March 16, 2006 | Category: On The Job



Once I got into management, headhunters started calling me. The odd job offers and requests to interview would come my way. Vendors I hired for my programs would usually make overtures to me. And because it is the smart thing to do, I would show interest up to a point and leave the doors open.

But there had never been anything serious that I would consider.

Except for a government consulting job that I wanted, offered about 3 years ago.

Based back on the East Coast, managing the kind of programs that really give my brain a thrill, working with some great people.

But, I would need to be vetted for Top Secret clearance for the job and in order to get Top Secret clearance you need first to be an American citizen and, if married, then married to an American citizen.

Aha.

I am married to a foreigner, you see. From the seditious country of Iceland. Ya, I know - they don't even have an army and their political agenda consists of codfish. But tell that to the fine people at the Department of Defense. Rules is rules.

So I convinced CD when the overture was first made to me to promise he would get dual citizenship (apply for American citizenship) if ever Iceland would allow it. And like a Muppets movie that will always have a happy ending, a few months later Iceland passed a law allowing dual citizenship.

Yesterday, in the flurry of final goodbye-ing and paperwork, I received a phone call from one of the guys who'd been part of that offer about 3 years ago. He warned me that I had no reasons left not to come over to the dark side - er, the government sector.

I agreed, but admitted that we hadn't finished dealing with CD's citizenship thing.

"It takes time," I sighed.

"Right-o. Then it is going to be on to the lie detector test. Are you Catholic?"

"No, Episcopalian. Why?"

"Guilt. It will trip you up."

"Are you kidding?"

"No."

I sat back and thought about it. Not that I am going to run out tomorrow and apply for this job, but it is a serious 'what if' in my back pocket.

Is there much in my life to feel guilty about? Oh, I suppose there is the regular amount. I have not always been kind, or scrupulously honest. There are lovers I have hurt. There are friends I have let down. I have turned my back on God more than once in frustration. I have used legal pads from work for my own personal grocery lists.

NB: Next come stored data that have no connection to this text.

PR #588, opened 2021-12-20
[TEP-0094]: Rescope to Task resource UX

lbernick:
This commit expands the scope of TEP-0094 to cover the user experience of
specifying resource requests and limits in Tasks.
Focusing only on Step and Sidecar resource requirements may be too narrow of a scope for this TEP.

When I think of it objectively I know I meet criteria. There is a government tolerance for things and my experiments with life fall within them.

But lie detectors are decidedly not objective. They can not measure what you have done - they measure more how you feel about what you have done.

"Guilt?" I repeated.

"Yes," he said. "This is why many folks go through it twice."

I laughed nervously. The truth is that I would need that second chance, too, if it ever comes down to actually doing this thing.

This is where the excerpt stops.